Surgeon, Trainee, or GPT? A Blinded Multicentric Study of AI-Augmented Operative Notes

Hack, Sholem; Attal, Rebecca; Locatelli, Giacomo; Scotta, Gianluca; Maniaci, Antonino; Parisi, Federica Maria; Van Der Poel, Nicolien; Van Daele, Margot; Garcia‐lliberos, Ainhoa; Rodriguez‐prado, Cristina; Chiesa‐estomba, Carlos Miguel; Andueza‐guembe, Maider; Cobb, Pollara; Zalzal, Habib G.; Saibene, Alberto Maria

doi:10.1002/lary.70063

Objectives: Clear, complete operative documentation is essential for surgical safety, continuity of care, and medico-legal standards. Large language models such as ChatGPT offer promise for automating clinical documentation; however, their performance in operative note generation, particularly in surgical subspecialties, remains underexplored. This study aimed to compare the quality, accuracy, and efficiency of operative notes authored by a surgical resident, attending surgeon, GPT alone, and an attending surgeon using GPT as a writing aid.
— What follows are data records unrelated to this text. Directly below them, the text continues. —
PR #835, opened 2018-08-31
670 campaign editor presence

### LINKED ISSUE #670: Spoke admins can overwrite each other if performing admin work in same Spoke campaign
Currently, an admin must refresh their browser to ensure the most recent information (texters assigned; number fo texts sent) are up to date in a Spoke campaign.

In a situation where two admins are simultaneously accessing the same campaign, they will not see any changes made until clicking save, meaning changes made in the same campaign by another admin will not be visible.

A more ideal setup would show any updates to a Spoke campaign in real time as opposed to an admin having to refresh their browser to see if anything has changed in a campaign they are administrating.

azuzunaga:
Resolves #670:

This is what it looks like with editors:
image

And without editors:
image

(Similar for campaigns that haven't started yet)

Let me know if I should change the styling or if this is ok.


mathemagica (dismissed):
👍

shakalee14 (approved):

shakalee14:
Merged with #864

PR #836, opened 2018-08-31
Revert airbnb linter upgrade and package-lock.json tracking

azuzunaga:
Remove package-lock.json and untrack it, downgrade `eslint-config-airbnb` back to `^9.0.1`

Checked by running `npm run lint`.


schuyler1d (approved):
:+1:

Methods: Five publicly available otolaryngologic procedures were selected. For each procedure, four operative notes were generated, one by a resident, one by an attending, one by GPT alone, and one by a hybrid of attending plus GPT. Ten blinded otolaryngologists (five residents, five attendings) independently reviewed all 20 notes. Reviewers scored each note across eight domains using a five-point scale, assigned a final approval rating, and provided qualitative feedback. Writing time was recorded to assess documentation efficiency. Results: Hybrid notes written by an attending surgeon with GPT assistance received the highest average domain scores and the highest “as is” approval rate (79%), outperforming all other groups. GPT-only notes were the fastest to generate but had the lowest approval rate (23%) and the highest incidence of both omissions and overdocumentation. Writing time was significantly reduced in both AI-assisted groups compared to human-only authorship. Inter-rater reliability among reviewers was moderate to high across most domains. Conclusion: In this limited dataset, hybrid human–AI collaboration outperformed both human-only and AI-only authorship in operative documentation. These findings support GPT-assisted documentation to improve operative note efficiency and consistency. Level of Evidence: N/A.